Stored dataset items:
○ ○ ○ ○
PR #997, opened 2017-11-11
Fix #982: use pure Apple Script to (re)open skim

### LINKED ISSUE #982: Invoking Skim / displayline after compilation fails.
Hello, 

as mentioned in #204, I get an syntax error after `let g:vimtex_view_method = 'skim'` in the `.vimrc` or `ftplugin/tex.vim` and running `\ll`. This is strange, as invoking Skim manually by calling `\lv` works fine.

To make this reproducable, I created a minimal example:

```
\documentclass{article}
\usepackage[backend=bibtex]{biblatex}
\begin{document}
Hello World!
\end{document}

```

Running `\ll` produces:
```
Latexmk: This is Latexmk, John Collins, 19 Jan. 2017, version: 4.52c.
Viewing pdf
Rule 'pdflatex': Rules & subrules not known to be previously run:
   pdflatex
      'pdflatex'
------------
------------
------------
Running 'xelatex  -file-line-error -synctex=1 -interaction=nonstopmode -recorder  "test.tex"'
------------

. . .
. . . 

Transcript written on test.log.
Latexmk: Log file says output to 'test.pdf'
=== TeX engine is 'XeTeX'
Latexmk: Found bibliography file(s) [test-blx.bib]
Latexmk: I have not found a previewer that is already running. 
   So I will start it for 'test.pdf'
------------
------------
Running 'start /Applications/Skim.app/Contents/SharedSupport/displayline  "test.pdf"'
------------
Latexmk: All targets (test.pdf) are up-to-date
For rule 'view', running '&if_source(  )' ...
------------
Running '/Applications/VimR.app/Contents/Frameworks/SwiftNeoVim.framework/Versions/A/PlugIns/NeoVimServer --servername /var/folders/76/w433cm8d655cznw1qmd866gc0000gn/T/nvimhw7Q3i/0 --remote-expr "vimtex#compiler#callback(1)"'
------------
17:22: 
syntax error: A unknown token can’t go after this identifier. (-2740)
```

And indeed, running the shown command (`/Applications/Skim.app/Contents/SharedSupport/displayline  "test.pdf"`) manually, it returns the same error. This is, because displayline also needs a line parameter:

```
$ /Applications/Skim.app/Contents/SharedSupport/displayline "test.pdf"
17:22: syntax error: A unknown token can’t go after this identifier. (-2740)
$ /Applications/Skim.app/Contents/SharedSupport/displayline                                                                                                      
Usage: displayline [-r] [-b] [-g] LINE PDFFILE [TEXSOURCEFILE]
Options:
-r, -revert      Revert the file from disk if it was open
-b, -readingbar  Indicate the line using the reading bar
-g, -background  Do not bring Skim to the foreground
$ /Applications/Skim.app/Contents/SharedSupport/displayline 10 "test.pdf"
$ 
```

So, it appears that after a regular compilation Skim should be invoked via `open`, rather than trying to highlighting a specific line via `displayline`, which fails?

clason:
As discussed in #982, this removes the dependency on the `displayline` bash script distributed with Skim by directly calling the Apple Script command from `displayline` in `skim.view()` and `skim.compiler_callback()`, hardcoding the appropriate options:

* `skim.view()` opens the PDF,  jumps to the current source line, and highlights it;
* `skim.compiler_callback()` just opens the PDF without changing the view.

Both functions check first whether Skim is running and if so, revert the document instead. (This replaces the `pgrep` call in the callback. The code should now also behave properly if multiple Skim windows are open; the previous script always reloaded the currently active window, independent of the contents.)

Some refactoring might be possible to move part of the `osascript` call to a common variable. I have also not touched the error check in line 10, which still depends on `displayline`.


clason:
@tnull Could you test if this works for you?

lervag:
Nice, good work! I think I like this approach better than what we did before.

I think the requirement check now instead can check for `executable('osascript`)` instead of `displayline`.

I would be happy if more people could test this and confirm that it works as expected, since I am not able to test anything myself.

Note that in the version you pushed you've left an `echom`.

clason:
Ah, `osascript` is part of the operating system, and its presence will not tell you if Skim is installed. I don't know if there's a convenient way of testing whether `open -a Skim` will succeed (note that Skim might be installed in `~/Applications/` -- not that I know of a reason why on would do that), so the `displayline` test might still be the simplest one. (As far as I know, this is not an optional part of installing Skim.)


> Note that in the version you pushed you've left an echom.

d'oh!

lervag:
> Ah, osascript is part of the operating system, and its presence will not tell you if Skim is installed. I don't know if there's a convenient way of testing whether open -a Skim will succeed (note that Skim might be installed in ~/Applications/ -- not that I know of a reason why on would do that), so the displayline test might still be the simplest one. (As far as I know, this is not an optional part of installing Skim.)

I see. Then I agree that the `displayline` check might still be relevant, unless someone proposes a better way of checking whether Skim is installed.

It seems we only need someone else to test this before merging. Perhaps @nilsbecker is still around as well?

nilsbecker:
this SO answer has applescript to test for presence of an application: https://stackoverflow.com/questions/6682335/how-can-check-if-particular-application-software-is-installed-in-mac-os 
(it's embedded in a bash script but that would not be necessary)

to test the proposed fix, what do i have to do? can i simply edit a line in my Vundle bundle list in my .vimrc to pull the to-be-merged branch in?

clason:
@nilsbecker Thank you for the link; I'll try it when I'm back on a Mac.

To test, the simplest way is probably to manually edit the `skim.vim` file (or download and replace it: click on "Files changed" -> "View" -> "Raw").

lervag:
@nilsbecker I don't know about Vundle, sorry. But you could go the the vimtex repo in a terminal, then do something like the following:

```
# Go to vimtex dir
cd ~/.vim/bundle/vimtex

git checkout -b clason-skim-reload master
git pull git://github.com/clason/vimtex.git skim-reload
```

When you are finished with testing, you can do the following to clean up and restore:

```
git checkout master
git branch -D clason-skim-reload
```

clason:
I've implemented the approach @nilsbecker linked to.

I've tried taking the name from the `s:skim` dict instead of hardcoding it; this works for the `view` and `callback`, but not the `new` functions, so in the end I went back to the hardcoded name.

lervag:
I don't think it is that bad to use the hardcoded name, since there is no reason to believe it would ever change.

I assume since you've pushed, that you have tested the code yourself and can verify that it does what you expect it to do? A couple of thoughts and comments before merging:

- Did you test if the new "executable" check works, for instance by changing the name from "Skim" to "SkimWrong" (which is not executable)?
- I prefer that you remove the extra blank line between the comment and the conditional block, i.e. line 9 in your new code.

Else I would not mind merging this myself, but it is probably smart to wait some more in case someone else could also test this.

clason:
Re name: I agree, I just thought that was what the dict was for.

Re tests: I checked that it works both if Skim is running and not, for `view` as well as `callback`. (And yes, it prints `Skim not installed` if I change `"Skim"` to, e.g., `"Skin"`.) And yes, it'd be nice to have at least one independent verification.

Re code: I didn't pay attention to code style yet; feel free to modify as you wish. (I ticked the box to permit that.)

tnull:
@clason I tested this, and seems to work very well. I even have the impression that it shifts the viewport less than before?

clason:
@tnull Thank you for testing! I haven't noticed any shifting myself, but haven't tried it yet on all my macOS machines. (It might have something to do with the size of the viewport, in particular whether it fits a whole page or only part.)

nilsbecker:
i have also tested (thanks @lervag for the detailed instructions) and forward searching and pdf update on compilation seem to work fine. there is not yellow bar when the pdf is updated.

lervag:
Ok, the feedback seems to indicate that this works as expected and that it provides an improvement to the current master branch. Unless there are any objections or other comments, I'll merge this later today.

lervag:
Thanks, this has now been merged. Let me know if there should be any related issues!

lervag:
And thanks to @clason for the good work!

PR #1015, opened 2017-12-01
Fix and improve focusing vim on backwards search 

real-or-random:


lervag:
Thanks! I don't quite get this, though, and it would be nice with explanations. That is,

1. Since we are contacting a window for a given PID, why do we need to ignore invisible windows?
2. What is the benefit of calling xdotool in the background?

real-or-random:
I should have explained more. :)

1. For some reason, xdotool finds two windows for a single gvim pid in my environment. I don't know what this second window is but it is invisible. xdotool then uses the first window that it finds and then tries to activate the invisible window, which fails. This is what the change fixes. (An alternative is to activate all windows but I think the method in the commit is more conservative.)

2. I don't know if calling it in the background is useful. When playing around with xdotool, I noticed that the --sync argument is in the wrong place and ignored. I moved it to the right place but then did not see a reason why vim should wait for the window to be activated. (Maybe there is one?) So I went the opposite way, removed --sync and then consequently put the entire call to the background. I don't think the & makes a real difference.



Am 2. Dezember 2017 21:27:55 MEZ schrieb "Karl Yngve Lervåg" <notifications@github.com>:

lervag:
Great, thanks for the explanations! Seems good to me!

PR #1037, opened 2018-01-15
Completion: Autocompletion for acronyms defined through the glossaries package.

x49:
This change allows vimtex to parse completion candidates from acronym definitions like
`\newacronym{foo}{FOO}{foo is an acronym}`
as well as
`\newacronym[longplural={many FOOs}]{foo}{FOO}{foo is an acronym}`
in addition to normal glossary entries.

### DIFF
--- a/autoload/vimtex/complete.vim
+++ b/autoload/vimtex/complete.vim
@@ -621,6 +621,8 @@ endfunction
 
 let s:completer_gls = {
       \ 'patterns' : ['\v\\(gls|Gls|GLS)(pl)?\s*\{[^}]*$'],
+      \ 'keywords' : ['newglossaryentry', 'longnewglossaryentry', 'newacronym', 
+                    \ 'newabbreviation', 'glsxtrnewsymbol'],
       \ 'candidates' : [],
       \}
 
@@ -636,9 +638,9 @@ function! s:completer_gls.parse_glossaries() dict " {{{2
   for l:line in filter(vimtex#parser#tex(b:vimtex.tex, {
         \   'detailed' : 0,
         \   'input_re' : g:vimtex#re#tex_input . '|^\s*\\loadglsentries',
-        \ }), 'v:val =~# ''\\\(newglossaryentry\|newacronym\)''')
+        \ }), 'v:val =~# ''\\\(' . join(self.keywords, '\|') . '\)''')
     let l:entries = matchstr(l:line,
-        \ '\\\(newglossaryentry\|newacronym\)\s*\(\[.*\]\)\=\s*{\zs[^{}]*')
+        \ '\\\(' . join(self.keywords, '\|') . '\)\s*\(\[.*\]\)\=\s*{\zs[^{}]*')
     call add(self.candidates, {
           \ 'word' : l:entries,
           \ 'abbr' : l:entries,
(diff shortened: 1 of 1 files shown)


lervag:
This seems good, thanks! Just some quick questions: I assume `newacronym` is a part of the glossay package? Also, should one update the autocomplete regexes to support other commands that should initiaite completion?

x49:
Yes, exactly. newacronym is defined in the `glossary` package, I'm using it from the `glossaries` package that supercedes that (`glossary` is deprecated). The syntax is identical for both. Acronyms are also displayed with variants of `\gls{}`, so there's no need for a change there. Your comment also made me think to double-check that the `glossaries` package doesn't provide more commands than the two that are implemented now, but the documentation actually mentions these:

```
\newabbreviation[options]{label}{symbol}{description}
\glsxtrnewsymbol[options]{label}{symbol}
\longnewglossaryentry{label}{name={name}}{description}
```

In addition to the ones already covered:

```
\newacronym[options]{label}{symbol}{description}
\newglossaryentry{label}{name={name},description={description},<other options>}
```

Is covering them all with the same regex desirable? It would get pretty unwieldy. If not, how would you split it up? match all commands in the `filter()` call and then only match one command or a subgroup? If we did that, we could also think about setting the word in the candidates list to a more meaningful value, maybe `<name>` for glossary/longglossary, and `<symbol>` for the remaining commands?

lervag:
I would think it should be possible to match all of the commands with the same regexp without it being to clumsy. However, we might need to update the code to prevent the more complex regexp from making it unreadable. I think I would define the regexes as part of the `s:completer_gls` dict and use `join([...], '|')` to make it more readable. Something like that, anyway.

Feel free to suggest an update. Alternatively, provide a good example of all the required completion cases, then I can implement it based on the example. I would also want to update the test cases.

x49:
You're right, it's pretty readable like that. I'll leave the vader tests for you, if that's ok, as I'm not really familier with its use.

Apparently, the description is mandatory for glsxtrnewsymbol (Not really in the docs, but I get a latex error if I omit it). From my understanding that shouldn't be a problem in the test case, anyway? But probably better to leave it in as the new regexp should ignore anything in square brackets.

```
\newglossaryentry{foo}{test}
\newglossaryentry{bar}{test}
\longnewglossaryentry{baz}{name={test}}
\newacronym{qux}{test}
\newabbreviation{quux}{test}
\glsxtrnewsymbol[description={test}]{quuz}{test}
```

lervag:
Thanks! I've added the commands to a test file and made some minor improvements. I merged, although I think we can still discuss what the completion menu keys should be. Let me know what you think.

x49:
Tested it and works well for me! Thanks for your help with this. As for the menu entries, I think ideally it'd be something like
```
<acronym> [acr] <expanded acronym>
<term> [gls] <description of term>
```
I have to think a little bit of how best to capture that, due to the differing syntax for the different glossary/acronym/symbol types. But pragmatically, the way it is implemented now works well, and this would be nice but not totally necessary.

lervag:
No problem, thanks for suggesting the patch and feature improvement!

I agree, it seems useful to include the added information. However, to parse it would require more complex code, because we would need to allow multiple line commands. The current version is very simple because we assume that the relevant stuff is on a single line.

If you can create a very clear overview of the syntax for the different commands, in the sense that I had a working set of examples for testing, then I could probably look into it. If so, please open a new issue.

PR #1044, opened 2018-02-05
Complete environment names

andymass:
After typing `\begin{` or `\end{` we could suggest names of environments.  I was recently writing a document and was initially surprised environments were not suggested to me.

What do you think about this?  I know completion has likely already increased in scope beyond what you originally intended, but this seemed to me like low-hanging fruit since the command completion framework was already in place, and the cwl files already have environments listed.  I simply list the `\begin{name}` at the end of the file, I do not include the `\end{}`.

This PR also repairs the following defects:
    - command candidates become stale and wrong for other documents with different packages after first completion, due to caching
    - lcd is improperly used if there is currently no local directory (lcd causes a window to have a local directory when previously there was none)
    - the cwl conversion script produces non-deterministic ordering of commands due to `key=str.lower`
    - utf8 conversion error in cwl conversion script on latin1 encoded character ü
    - the completion data file class-scrartcl,scrreprt,scrbook is useless here, I created three separate files for the three classes and used an # include statement


lervag:
Thanks! I think this looks good. However, it is quite a lot of changes in one single commit. Would it be possible to split this into a couple of (logical) commits? That would also make it easier for me to review. For instance, updated complete files could all be added in a single commit, which would simplify things greatly (since there is no reason to review these directly). 

However, if you're short on time, I will be able to review it as it stands when I get the time.

In any case, again: Thanks! I very much appreciate your effort, and my first impression is that this is good stuff.

andymass:
You are right, especially with the github interface, and considering so many of the changes are merely due to non-deterministic ordering of the complete command names.

Fortunately, it did not take long to break it up into four commits; first for the `convert-cwl` script, the second two to update the completion data files, and finally the feature code and documentation changes.

autoload/vimtex/complete.vim
```diff
@@ -851,11 +963,12 @@ let s:tex2unicode_list = map([
 
 " }}}1
 
-
```
lervag: I've deliberatly kept two blank lines to more clearly separate the following part from the preceding part. I've tried to do this relatively consistently in the vimtex code. Inspired by python style.

doc/vimtex.txt
```diff
@@ -2359,14 +2360,18 @@ number.  The label completion matches:
...
+                                                 *vimtex-complete-environments*
 
 Command completion is available after `\` and should provide completion
 candidates for relevant LaTeX commands.  The document's preamble is analysed,
-and commands will be completed for the loaded packages. A lot of packages are
-supported, see the path `VIMTEX/autoload/vimtex/complete` for a relevant file
-listing.
+and commands will be completed for the loaded packages as well as those
+defined within the preamble using `\newcommand`, `\let` and `\def`.  Environment
+completion is also available after typing `\begin{` or `\end{`.
```
lervag: The completion for `\end{` should really be deterministic, right? That is, it should match the corresponding `\begin{`... I guess this is some more work to implement, and perhaps should be raised as an issue to further improve things.

doc/vimtex.txt
```diff
@@ -2359,14 +2360,18 @@ number.  The label completion matches:
...
                                                      *vimtex-complete-commands*
+                                                 *vimtex-complete-environments*
 
 Command completion is available after `\` and should provide completion
 candidates for relevant LaTeX commands.  The document's preamble is analysed,
-and commands will be completed for the loaded packages. A lot of packages are
-supported, see the path `VIMTEX/autoload/vimtex/complete` for a relevant file
-listing.
+and commands will be completed for the loaded packages as well as those
+defined within the preamble using `\newcommand`, `\let` and `\def`.  Environment
```
lervag: Should probably also mention `\newenvironment`s?

doc/vimtex.txt
andymass: I didn't mention this in the PR or documentation, but I actually do get the corresponding `\begin{` and show that as the first completion entry, before those from packages (complete.vim:697).

My fear was if parsing fails to find the correct environment name for whatever reason the user won't be showed any alternative entries.  Currently, we're showing both the matching environment and package environments.  Would you like it changed? or should I just update the documentation?

lervag: Ah, that looks good! I didn't notice that. How about this: if you do find the corresponding `begin`, then only complete that, and if not, then show all possibilities.

lervag: I don't think we need to mention it in the docs if it works intuitively.

andymass:
Thanks, updated.  Note that I made a substantial change to improve the `\begin{` matching logic (see complete.vim:695).  Also, `\end{` now suggests packages/newcommands only if finding the matching environment fails.

lervag:
Great! This looks very good! The only thing missing, I think, is a couple of tests in `test/vader/complete.vader`. I think it should be quick to add, but let me know and I could add the tests myself.

andymass:
How about this?

andymass:
Although, these tests seem brittle.  If the completion database were to change the tests would fail.

lervag:
I agree this is brittle, but I think it is OK. It should be easy to update the tests if necessary, and the tests should catch regression errors. Thanks!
○ ○ ○ ○
_PROBLEM DESCRIPTION_: Write out every line of the data that holds the word "Vundle".

_RESULT_:
to test the proposed fix, what do i have to do? can i simply edit a line in my Vundle bundle list in my .vimrc to pull the to-be-merged branch in?
@nilsbecker I don't know about Vundle, sorry. But you could go the the vimtex repo in a terminal, then do something like the following:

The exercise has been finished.